Since 1987, Enteroaggregative Escheichia coli (EAEC) has been recognized as agents of diarrhea in industrialized and developing countries, Enteroaggregative Escheichia coli is most commonly found in developing countries due to less developed industrial base and low human development compared to other countries (India, Jamaica and Mexico are the most commonly risked countries).[41][42]

Epidemiology

2011 outbreak
Number of cases reported to the WHO as of 21 July 2011[11]
Country Non-HUS cases HUS cases Deaths
 Austria 4 1 0
 Canada 1 0 0
 Czech Republic 1 0 0
 Denmark 16 10 0
 France 4 9 0
 Germany 2947 818 51
 Greece 1 0 0
 Luxembourg 1 1 0
 Netherlands 7 4 0
 Norway 1 0 0
 Poland 1 2 0
 Spain 1 1 0
 Sweden 35 18 1
 Switzerland 5 0 0
 United Kingdom 3 4 0
 United States 2 4 1
Total 2987 855 53

Escherichia coli O104:H4 is an enteroaggregative Escherichia coli strain of the bacterium Escherichia coli, and the cause of the 2011 Escherichia coli O104:H4 outbreak.[43]

Analysis of genomic sequences obtained by BGI Shenzhen shows that the O104:H4 outbreak strain is an enteroaggregative E. coli (EAEC or EAggEC) type that has acquired Shiga toxin genes, presumably by horizontal gene transfer.[44][45][46]

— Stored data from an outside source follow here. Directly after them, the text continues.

PR #1496, opened 2021-04-20
Match journey with Miro for 673

stelioskalo:
### Change description ###
Match the journey exactly with the Miro board

```
[ ] Yes
[X] No
```


vinceholt (commented):
Just a query on lodgement address in e2e tests - think we should still see this?

vinceholt (approved):

PR #1605, opened 2021-06-15
DTSPB-2098 null parent options

stelioskalo:
https://tools.hmcts.net/jira/browse/DTSPB-2098

### Change description ###
Nullify parent fields so as to hide executor lists

```
[ ] Yes
[X] No
```


vinceholt:
This has now been withdrawn after discussion with Sanjay

PR #1815, opened 2022-02-03
Dtspb 2006 senddocs del

DelythJustice:
https://tools.hmcts.net/jira/browse/DTSPB-2006

DTSPB-2006 sendDocs non English will changes for including authorised translation of the original will - first pass

```
[ ] Yes
[ x] No
```


docker-compose.yml
```diff
@@ -98,21 +98,6 @@ services:
       - sidam-api
       - service-auth-provider-api
 
-  ccd-case-management-web:
```
AbdullahShahHMCTS: will need to roll back this file

DelythJustice: done, thanks

AbdullahShahHMCTS (approved):
LGTM

src/functionalTest/java/uk/gov/hmcts/probate/functional/documents/SolBaCcdServiceDocumentsTests.java
```diff
@@ -2150,6 +2151,14 @@ public void verifyGenerateSolsCoverSheetAdmonWill() {
 
     }
 
+    @Test
+    public void verifyGenerateSolsCoverSheetAuthenticatedTranslationOfWill() {
+        String payload = "/caseprogress/04f-caseCreated.json";
+        String response = getDocumentTextAtPath(payload, VALIDATE_PROBATE_URL, "solsCoversheetDocument");
+        assertTrue(response.contains(AUTHENTICATED_TRANSLATION_WILL_TEXT));
```
sanjayparekh-hmcts: I think I would prefer this AUTHENTICATED_TRANSLATION_WILL_TEXT value to be hard-coded in the test itself, because if the value changes for some reason, we want the test to highlight it... same for others below too

src/main/java/uk/gov/hmcts/probate/service/template/markdown/MarkdownDecoratorService.java
```diff
@@ -32,4 +36,11 @@ public String getPA17FormLabel(CaseData caseData) {
         }
         return "";
     }
+
+    public String getAuthenticatedTranslationLabel(CaseData caseData) {
+        if (authenticatedTranslationBusinessRule.isApplicable(caseData)) {
+            return "\n*" + AUTHENTICATED_TRANSLATION_WILL_TEXT;
```
sanjayparekh-hmcts: not sure if it makes a diff to markdown, but the other labels have some spaces after the star?

src/test/java/uk/gov/hmcts/probate/service/template/pdf/SolicitorCoversheetPDFDecoratorTest.java
```diff
@@ -41,6 +45,7 @@ public void setup() {
     
     @Test
     public void shouldNotProvideAdditionalDecoration() {
+        when(authenticatedTranslationBusinessRuleMock.isApplicable(caseDataMock)).thenReturn(false);
```
sanjayparekh-hmcts: Perhaps we should set ALL business rules to return false in the setup method, then only set the true returns in the specific tests?

sanjayparekh-hmcts (changes requested):

src/main/java/uk/gov/hmcts/probate/service/template/markdown/MarkdownDecoratorService.java
DelythJustice: It looks the same on test

DelythJustice: I can put in spaces though

src/test/java/uk/gov/hmcts/probate/service/template/pdf/SolicitorCoversheetPDFDecoratorTest.java
DelythJustice: I think with mockito once the when is set then subsequent calls would return the last when. So we would need to change the Before to a BeforeEach I think?

src/functionalTest/java/uk/gov/hmcts/probate/functional/documents/SolBaCcdServiceDocumentsTests.java
DelythJustice: updated thanks

src/test/java/uk/gov/hmcts/probate/service/template/pdf/SolicitorCoversheetPDFDecoratorTest.java
DelythJustice: updated thanks

src/main/java/uk/gov/hmcts/probate/service/template/markdown/MarkdownDecoratorService.java
DelythJustice: updated thanks

sanjayparekh-hmcts (approved):

PR #1820, opened 2022-02-09
DTSPB-2581: clean up FTs

sanjayparekh-hmcts:


src/functionalTest/java/uk/gov/hmcts/probate/functional/fee/SolCcdServiceFeeTests.java
```diff
@@ -1,60 +1,70 @@
...
     @Test
-    public void verifyNetValue5000() {
-        validatePostRequestSuccessForFee("success.feeNetValue5000.json", "applicationFee", "0");
+    public void shouldValidatePaymentInsufficientFunds() {
+        validatePostRequestFailureForPBAs(1000, "solicitorPDFPayloadProbateCopiesForInsufficientFunds.json",
+            "have insufficient funds available");
     }
 
-    // currently failing after PBA merge - to be reinstated
+    @Pending
```
srochani, line 104: Are we planning to fix this test or just ignoring it

srochani (approved):

src/main/resources/application.yml
```diff
@@ -62,7 +62,7 @@ pba:
 docmosis:
   service:
     uri: ${PDF_SERVICE_BASEURL:https://docmosis.aat.platform.hmcts.net}
-    accessKey: ${PDF_SERVICE_ACCESS_KEY:ZDYxMTkzZTQtMGY2Mi00NDM1LWIyN2ItNGRkNzdjOTczMjAwOjQ1NTE0ODQ}
+    accessKey: ${PDF_SERVICE_ACCESS_KEY:dyVv8pXwQ03RRyJZQIPX2RWP9LgJJGTU08kc9dA8ATJoA9EZXQEWe7L1Uwe}
```
isha2040, line 65: this is read from the secrets, do we still need this key here ? should be ideally changed to something dummy

sanjayparekh-hmcts: if we want to remove this for local, we should do on another ticket

isha2040 (approved):

PR #265, opened 2022-04-21
[RHCLOUD-19051] Tests fix

petracihalova:
In some tests we are changing secret store (database, vault) = we change original value from environment variables and we dont change it back (in the end of test)

in this PR:
- the original value of secret store is saved in affected tests and changed back as last step in the test
- mock daos updated for `GetById()` and `Delete()` authentication methods because for database we need to compare given ID with `auth.DbID` and for vault with `auth.iD`
- some tests written for database are now skipped when secret store is vault

### Links:

- [RHCLOUD-19051](https://issues.redhat.com/browse/RHCLOUD-19051)

### DIFF
--- a/authentication_handlers_test.go
+++ b/authentication_handlers_test.go
@@ -93,6 +93,7 @@ func TestAuthenticationList(t *testing.T) {
 
 func TestAuthenticationGet(t *testing.T) {
 	var id string
+	originalSecretStore := conf.SecretStore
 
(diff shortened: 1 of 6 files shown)


MikelAlejoBR (approved):

petracihalova:
after rebase the tests started failing ... so I added new commit with fix

lindgrenj6 (approved):

PR #270, opened 2022-04-22
[RHCLOUD-17795] fix: change the marketplace authentication type to "marketplace-token"

MikelAlejoBR:
Instead of having a generic "token" authentication type name which could clash with some other authentication type, by giving a unique name to these authentications processing them will be straightforward.

This was already fixed in https://github.com/RedHatInsights/sources-api/pull/475, but I forgot to bring it over to the rewrite.

## Links

[[RHCLOUD-17795]](https://issues.redhat.com/browse/RHCLOUD-17795)

### DIFF
--- a/dao/seeds/source_types.yml
+++ b/dao/seeds/source_types.yml
@@ -385,7 +385,7 @@ rh-marketplace:
   vendor: Red Hat
   schema:
     authentication:
-    - type: token
+    - type: marketplace-token
       name: API Token
       fields:
       - component: text-field


dao/seeds/source_types.yml
```diff
@@ -385,20 +385,20 @@ rh-marketplace:
...
+          name: authentication.authtype
+          hideField: true
+          initializeOnMount: true
+          initialValue: token
+        - component: text-field
+          name: authentication.password
+          label: API Token
+          isRequired: true
+          validate:
+          - type: required
```
lindgrenj6: I _think_ these would need to have the 2 extra spaces removed - that way it's an array of objects.

MikelAlejoBR: Right, thanks!

lpichler (approved):

lindgrenj6 (approved):

PR #274, opened 2022-04-25
Remove created_at from authentication responses

lpichler:
Also this fixes bug in UI,

when user is trying to submit for with editing authentication:
L44Uqx0VEk

(please ignore part with developer console)

it is because (apparently) UI takes attributes from GET authentication endpoint to define attributes of body for PATCH request and one such attribute is `created_at` which we don't support anymore and thanks to that we refuse it as _unknown_ attribute during update.

PR #276, opened 2022-04-26
Remove version from authentication_response struct

lpichler:
There is similar [PR](https://github.com/RedHatInsights/sources-api-go/pull/274) as version doesn't exist in DB and as it looks it was intended for vault.


MikelAlejoBR (approved):

lindgrenj6:
We'll have to add some code around these with the vault config in the future - but merging for now.

PR #277, opened 2022-04-26
Add log type to logs

lpichler:
Currently we have let's say 4 types of log messages:

**default**:
`logging.Log.Warnf("Received %v, exiting", s)`

**echo**:
`c.Logger().Infof("tenant: %v", *sourcesDB.Tenant())`
Typical usage in echo handlers method, `c` is `echo.Context`.

**sql**:
this type is used sql query is being logged.

**request**:
this is also related to echo but it is for logging api requests.

it helps for filtering in kibana.


lindgrenj6 (approved):
Nice, I've been just filtering on `.rows` for sql logs, `.uri` for middleware logs, and everything else is "regular" logs

PR #278, opened 2022-04-26
[WIP][RHCLOUD-18283] Endpoint tests

petracihalova:
This PR is about adding missing test for `EndpointListAuthetications()` and about fixing related code with main goal to have tests that pass when secret store is database and vault.
- special fixtures for `TestEndpointDelete()` added (previous test manipulate with test data which I needed for different test)
- `TestAuthenticationEdit()` updated (the test failed with secret store = vault)
- test for `EndpointListAuthentications() `created (first version only for secret store = database)
- fixed logic around start and end index in keys array (related with limit, offset) in `List()` method in `authentication_dao.go`
- updated `Read()` and `List() `method in mock vault and added new auths fixtures - so skip condition in several tests was removed because now these tests are working for secret store = vault
- `authFromVault()` from `authentication_dao.go` updated = added parsing tenant id from secret (needed for `TestAuthenticationEdit()` tests - this test started failing again with secret store = vault)
- in the end created missing bad request and not found missing tests for `EndpointListAuthentications()`

**JIRA:** [RHCLOUD-18283](https://issues.redhat.com/browse/RHCLOUD-18283)

PR #286, opened 2022-04-28
[RHCLOUD-19157] Add auths fixtures

petracihalova:
when I added some new test data for authentications (I need them mainly in next PR), several tests started failing
- `TestSourceListAuthentications() `and `TestAuthenticationList()` need only small fix
- but `TestAuthenticationListOffsetAndLimit()` from authentication_dao_test.go failed because in List() method we had this logic for calculation end index for "keys" array

```
end := 0
if limit > len(keys) {
    end = len(keys)
} else {
    end = limit
}
if offset > limit {
    return nil, int64(len(keys)), nil
}
```
and later in code we iterate

`for _, val := range keys[offset:end] ... `
 
but there is mistake in logic for e.g. this situation

10 keys, limit = 5, offset = 3.   =>.    end = 5
we iterate in range [3 : 5] => we get 2 auths, but expected is 5

------------

after fixing this logic the `TestAuthenticationListOffsetAndLimit()` is working but only for secret store = database
so I added there temporary condition for skipping test when secret store is vault and this will be removed after changes in next PR (I will try to not forget and add here link to the PR)

This change was originally part of https://github.com/RedHatInsights/sources-api-go/pull/278

**LINKS:** [RHCLOUD-19157](https://issues.redhat.com/browse/RHCLOUD-19157)


MikelAlejoBR (approved):

dao/authentication_dao.go
```diff
@@ -95,22 +95,23 @@ func (a *authenticationDaoImpl) List(limit int, offset int, filters []util.Filte
 		return nil, 0, err
 	}
 
-	// Handle if the limit is longer than the keys available
-	end := 0
-	if limit > len(keys) {
+	// Set start and end index and take into account value of offset and limit
+	start := offset
```
lpichler, line 99: Nice naming!

lpichler (approved):

PR #299, opened 2022-05-03
[RHCLOUD-19197] feature: "provisioning" app type

MikelAlejoBR:
They are starting to integrate with us and they need this application
type.

## Links

[[RHCLOUD-19197]](https://issues.redhat.com/browse/RHCLOUD-19197)

### DIFF
--- a/dao/seeds/application_types.yml
+++ b/dao/seeds/application_types.yml
@@ -69,3 +69,11 @@
   supported_authentication_types:
     satellite:
     - receptor_node
+"/insights/platform/provisioning":
+  display_name: Provisioning
+  dependent_applications: []
+  supported_source_types:
+    - amazon
+  supported_authentication_types:
+    amazon:
+      - provisioning-arn
--- a/dao/seeds/source_types.yml
+++ b/dao/seeds/source_types.yml
@@ -66,6 +66,24 @@ amazon:
           pattern: "^arnaws:.*"
         - type: min-length
           threshold: 10
+    - type: provisioning-arn
+      name: Provisioning's ARN
+      fields:
+        - component: text-field
+          name: authentication.authtype
+          hideField: true
+          initializeOnMount: true
+          initialValue: provisioning-arn
+        - name: authentication.username
+          component: text-field
+          label: ARN
+          isRequired: true
+          validate:
+            - type: required
+            - type: pattern
+              pattern: "^arnaws:.*"
+            - type: min-length
+              threshold: 10
     endpoint:
       hidden: true
       fields:


dao/seeds/source_types.yml
```diff
@@ -66,6 +66,24 @@ amazon:
...
+        - name: authentication.username
+          component: text-field
+          label: ARN
+          isRequired: true
+          validate:
+            - type: required
+            - type: pattern
+              pattern: "^arnaws:.*"
+            - type: min-length
+              threshold: 10
```
lindgrenj6, line 86: These just need moved 2 spaces to the left - fields is an array of objects.

MikelAlejoBR: I've reduced the indentation in two spaces. I was confused by this, though:

> fields is an array of objects.

I think that these are equivalent?

```yaml
array:
  - one
  - two
  - three
```

```yaml
array:
- one
- two
- three
```

lindgrenj6: They might be treated the same by some parsers but not by others - thats where it gets fun. For example parsing the second one in ruby works, but the first one fails. For the k8s Go library it works, and for gopkg.in/yaml v2 & v3 it works.


tl;dr: yaml sucks. but the whitespace usually denotes an object rather than an array.

MikelAlejoBR: Wow, TIL. [Yaml Spec V1.2 §10.1.1.2.](https://yaml.org/spec/1.2.2/#10112-generic-sequence)

petracihalova (approved):

lpichler (approved):

dao/seeds/application_types.yml
```diff
@@ -69,3 +69,11 @@
   supported_authentication_types:
     satellite:
     - receptor_node
+"/insights/platform/provisioning-service":
+  display_name: Provisioning service
```
ezr-ondrej: I'd rather go with Provisioning only, but unimportat ATM :)
```suggestion
  display_name: Provisioning
```

dao/seeds/source_types.yml
```diff
@@ -66,6 +66,24 @@ amazon:
           pattern: "^arnaws:.*"
         - type: min-length
           threshold: 10
+    - type: provisioning-service-arn
+      name: Provisioning service's ARN
```
lzap: Just not to get this skipped, it's also here:

```suggestion
      name: Provisioning's ARN
```

MikelAlejoBR:
All right thank you for your inputs @ezr-ondrej and @lzap . I've modified the name. @lpichler, I think this is ready :)

lpichler (approved):

PR #300, opened 2022-05-03
Change authentication DB DAO to list all authentications for a source…

lindgrenj6:
… rather than the directly attached authentications

So this was something I must have missed in the code review for the auth DB DAO. For `/sources/:id/authentications` we want to fetch all of the authentications related to that source not just the ones that are directly attached. We have a nice field `source_id` which we set on create so the relation is there.


MikelAlejoBR (commented):
Ah, I see :eyes:

lpichler (approved):

PR #301, opened 2022-05-04
[RHCLOUD-19204] fix: race condition when creating tenants

MikelAlejoBR:
If two simultaneous requests contain a non-existent tenant, the back end
creates two rows for the tenant table with the same "external tenant" or
"org id" values.

Depending on which created row gets picked up by the "get or create
tenant" function, some of the resources would be inaccessible.

Adding the unique constraint for both columns from the tenants table
fixes the issue.

## Links

[[RHCLOUD-19204]](https://issues.redhat.com/browse/RHCLOUD-19204)

### DIFF
--- a/db/migrations/20220504080000_add_tenants_external_tenant_org_id_unique_constraints.go
+++ b/db/migrations/20220504080000_add_tenants_external_tenant_org_id_unique_constraints.go
@@ -1,0 +1,67 @@
+package migrations
+
+import (
+	logging "github.com/RedHatInsights/sources-api-go/logger"
+	"github.com/go-gormigrate/gormigrate/v2"
+	"gorm.io/gorm"
+)
+
+// AddTenantsExternalTenantOrgIdUnique adds a unique constraint to the "external tenant" and "org id" columns to avoid
+// a race condition that enabled having multiple rows of data sharing the same "external tenant" or "org id" values.
+// This was caused by sending two parallel requests having a non-existent tenant on the database, which would create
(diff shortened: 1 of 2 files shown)


petracihalova (approved):

db/migrations/20220504080000_add_tenants_external_tenant_org_id_unique_constraints.go
```diff
@@ -0,0 +1,69 @@
+package migrations
+
+import (
+	_ "embed"
```
lindgrenj6: We probably don't need this import - I think it was leftover from the original :|

lindgrenj6 (approved):
One teeny comment that doesn't matter - but would be a nice fix.

lpichler:
My the only concern is whether data in stage(or prod) env are suitable for those constraints.

db/migrations/20220504080000_add_tenants_external_tenant_org_id_unique_constraints.go
MikelAlejoBR: Import removed!

MikelAlejoBR:
> My the only concern is whether data in stage(or prod) env are suitable for those constraints.

I'll try to submit a query through AppInterface for both stage and prod to see if we could run into any issues with this.

MikelAlejoBR:
Closing in favor of https://github.com/RedHatInsights/sources-api-go/pull/352

PR #303, opened 2022-05-04
[RHCLOUD-19207] Refactor migrations improve redis connection error message

MikelAlejoBR:
Changes the signature of the migration function, since we were only returning the error to log it afterwards. I thought that, in that case, it would be better to spare that return and to log the error directly.

The PR also improves the error messages, so that it is clearer why migrations are failing. For example, when Redis was not present, the error message would look like as if the database were not running, when in reality the "connection error" came from the Redis client.

## Links

[[RHCLOUD-19207]](https://issues.redhat.com/browse/RHCLOUD-19207)

### DIFF
--- a/dao/db.go
+++ b/dao/db.go
@@ -94,10 +94,7 @@ func Init() {
 	rawDB.SetMaxOpenConns(20)
 
 	// Perform database migrations.
-	err = migrations.Migrate(DB)
-	if err != nil {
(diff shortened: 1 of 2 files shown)


lindgrenj6 (approved):

lpichler (approved):

lpichler:
Nice!

PR #309, opened 2022-05-09
Refactor: use rxhidentity everywhere

MikelAlejoBR:
The goal of this PR is to remove all traces of `c.Set("accountNumber")` from the code, so that we end up using the standardized `xRhIdentity.Identity´ struct instead. This allows us to:

* Support both EBS account numbers and OrgIds easily, and be able to pass them using a single struct.
* Open the window for any other data that may identify the user, because if the identity struct gets updated, we won't have to change any of the function's signatures.

### DIFF
--- a/service/notifications.go
+++ b/service/notifications.go
@@ -8,6 +8,7 @@ import (
 	"github.com/RedHatInsights/sources-api-go/kafka"
 	l "github.com/RedHatInsights/sources-api-go/logger"
 	m "github.com/RedHatInsights/sources-api-go/model"
+	"github.com/redhatinsights/platform-go-middlewares/identity"
 )
 
 var NotificationProducer Notifier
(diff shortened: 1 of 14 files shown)


lindgrenj6 (approved):

service/notifications.go
```diff
@@ -93,7 +95,8 @@ func (producer *AvailabilityStatusNotifier) EmitAvailabilityStatusNotification(a
 		Application: application,
 		EventType:   statusEventType,
 		Timestamp:   time.Now().Format(time.RFC3339),
-		AccountID:   accountNumber,
+		AccountID:   id.AccountNumber,
+		OrgId:       id.OrgID,
```
lpichler, line 99: I think it is not allowed to have org id here: https://core-platform-apps.pages.redhat.com/notifications-docs/dev/user-guide/send-notification.html for now. I will try to get more info.

MikelAlejoBR: I see. I've removed the "OrgId" from the payload and kept only the "AccountNumber"

lpichler: Currently they accept it now: https://coreos.slack.com/archives/C01UC7NRV19/p1652199785586619 but they ignore it - so we can leave it as you have in last change. thanks

lpichler (approved):

service/notifications.go
MikelAlejoBR: All right, I've reverted the code so that it includes the "OrgId" now as well.

PR #310, opened 2022-05-10
[RHCLOUD-19245] Fix logic for list authentications for app auth

petracihalova:
in method ListForApplicationAuthentication() we list authentications for given application authentication ID => app auth is relation between 1 app and 1 auth => if app auth exists, the "list" contains only 1 authentication

we need:
- get application authentication object (if exists),
- get authentication ID from this app auth,
- return this authentication in list

**JIRA:** [RHCLOUD-19245](https://issues.redhat.com/browse/RHCLOUD-19245)

### DIFF
--- a/dao/authentication_db_dao.go
+++ b/dao/authentication_db_dao.go
@@ -167,58 +167,29 @@ func (add *authenticationDaoDbImpl) ListForApplication(applicationID int64, limi
 	return authentications, count, nil
 }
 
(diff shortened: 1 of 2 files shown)


MikelAlejoBR (approved):

lpichler (approved):

lpichler:
CI failure is unrelated.

PR #1034, opened 2025-09-24
RHCLOUD-42273 | Migrate app seeding data into app-interface / configMap

Fynardo:
This PR configures the service side of the migration of the application metadata from a local file into appInterface. The seeding logic stays the same but:

- Now metadata is expected to live in a file inside `/tmp/sources` folder (`/tmp` was the best fitting path I could find but subject to change)
- The metadata.yml file will be populated through a volume (both in appInterface using configMaps and docker-compose)
- Metadata file cannot be read with `embed` now so switching back to `os.Readfile`
- Metadata object has been simplified and has now one less "layer" as the env is not needed anymore. Each env will provide the correct associated metadata

### DIFF
--- a/dao/seeding.go
+++ b/dao/seeding.go
@@ -289,7 +289,7 @@ func seedSuperkeyMetadata(appTypes map[string]*m.ApplicationType) error {
 }
 
 func seedAppMetadata(appTypes map[string]*m.ApplicationType) error {
-	seeds := make(appMetadataSeedMap)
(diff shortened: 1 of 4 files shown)


MikelAlejoBR (approved):
LGTM! The only nitpick is that I would maybe put the file in `/mnt/sources` instead of `/tmp/sources`, but other than that this looks good!

PR #1042, opened 2025-09-29
Fix app_metadata seeding and testing in local env

Fynardo:
Migration of metadata into appInterface  / containers caused an issue in the local env where the app_metadata.yml is not correctly loading as it is not present in /mnt.

This PR addresses the conditional loading of the app_metadata based on env


MikelAlejoBR (approved):
LGTM!

PR #1052, opened 2025-10-14
Changing event types to int64

dscervantes:
[RHCLOUD-42371]

Changing event id from string to int 64.

### DIFF
--- a/model/event_models.go
+++ b/model/event_models.go
@@ -25,7 +25,7 @@ type ApplicationEvent struct {
 }
 
 type AuthenticationEvent struct {
-	ID        string    `json:"id"`
+	ID        int64     `json:"id"`
 	CreatedAt time.Time `json:"created_at"`
 
 	Name                    string                 `json:"name"`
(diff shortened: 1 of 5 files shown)


jessicarod7 (approved):
LGTM!

model/event_models.go
```diff
@@ -103,7 +103,7 @@ type SourceEvent struct {
 }
 
 type RhcConnectionEvent struct {
-	ID                      *string        `json:"id"`
+	ID                      *int64         `json:"id"`
```
dehort, line 106: Nit-pick (i'm sorry!):  Does this need to be a pointer?  I usually try to avoid using pointers unless really needed otherwise you end up needing to put `nil` pointer checks in the code, etc

In this case, I would think an RhcConnectionEvent would always have an ID so this would not need to be a pointer.

dehort (commented):
Do we know if other teams are currently using these events as they are being produced today?

This appears to be a change that will break an interface (the interface is basically a contract that defines how we are producing / formatting these events).  By changing the data type from `string` to `int`, then we might break existing clients which could be expecting the IDs to be strings.

If no one is using these events currently, then making a change like this is not a big deal.

PR #1107, opened 2025-12-08
Combined dependabot branch

dscervantes:
Might be too many updates, but want to check why the pull is braeaking


dehort (approved):
Looks good to me!

PR #1182, opened 2026-02-25
Redis to valkey

dscervantes:
The Redis library used in Sources is outdated, as the repository was renamed to [redis/go-redis](https://github.com/redis/go-redis). Additionally, we are migrating from using Redis to Valkey. In order to prevent issues from future incompatible Valkey releases, Sources should switch to using the Valkey client library, [valkey-io/valkey-go](https://github.com/valkey-io/valkey-go).

https://issues.redhat.com/browse/RHCLOUD-44598

### DIFF
--- a/db/migrations/migrations.go
+++ b/db/migrations/migrations.go
@@ -50,13 +50,13 @@ func Migrate(db *gorm.DB) {
 	// Using UUID as the lock value since it's a safe way of obtaining a unique string among all the clients.
 	uuid, err := uuidpkg.NewUUID()
 	if err != nil {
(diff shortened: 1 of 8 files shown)


jessicarod7 (approved):
LGTM, thanks Dalia!

dehort (approved):
Looks good to me!

I wish the redis.Client was not a global, but maybe that is something we can cleanup later on.

I don't see where we are setting any timeouts for the valkey calls.  Does the valkey set a default timeout?  If it doesn't, then it might be a good time to add some timeouts.

PR #1212, opened 2026-03-30
Fix/logging

dscervantes:
Logs will include request_id, source_id, application_id and authentication_id. Handle errors logs every api error with those fields before returning the json response

https://redhat.atlassian.net/browse/RHCLOUD-45192

### DIFF
--- a/application_handlers.go
+++ b/application_handlers.go
@@ -115,6 +115,8 @@ func ApplicationCreate(c echo.Context) error {
 		return err
 	}
 
+	c.Logger().Infof("created application: id=%d source_id=%d application_type_id=%d", application.ID, application.SourceID, application.ApplicationTypeID)
+
 	accountNumber, err := getAccountNumberFromEchoContext(c)
 	if err != nil {
 		c.Logger().Warn(err)
@@ -202,6 +204,8 @@ func ApplicationEdit(c echo.Context) error {
 		return err
 	}
 
+	c.Logger().Infof("updated application: id=%d", id)
+
 	setNotificationForAvailabilityStatus(c, previousStatus, app)
 	setEventStreamResource(c, app)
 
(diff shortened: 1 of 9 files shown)


middleware/error_handling.go
```diff
@@ -1,14 +1,67 @@
...
+			fields["request_id"] = v
+			hasRequestID = true
+		}
+	}
+
+	if !hasRequestID {
+		if v := c.Request().Header.Get(h.EdgeRequestID); v != "" {
+			fields["request_id"] = v
+		}
+	}
```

Cases began as early as 1 May 2011 with a man in Aachen reporting bloody diarrhea.[11]

Cases then rapidly increased, with over 100 cases of EHEC gastroenteritis and/or HUS were being reported each day by 16 May.[11]

The outbreak centered on the five northern German states of Hamburg, Schleswig-Holstein, Bremen, Lower Saxony, and Mecklenburg-Western Pomerania.[11]

Cases would eventually be reported in all 16 German states; however most cases outside of the northern states were linked to travel in northern Germany.[47]

Additionally, a small number of cases were reported from other countries, although most of those ill had previously travelled to Germany. The most substantial outbreak outside of Germany was in Bordeaux, France where 15 cases of EHEC gastroenteritis were associated with the same strain of E. coli which caused the outbreak in Germany. The French cases had not previously travelled to Germany, suggesting they acquired the bacteria from contaminated sprouts grown in France.[11]

Cases of EHEC HUS and gastroenteritis peaked on 21 and 22 May respectively.[47]

Cases then slowly decreased over the following month, with cases reported throughout the month of June and ending during July 2011. German authorities deemed the outbreak over in early July 2011.[11]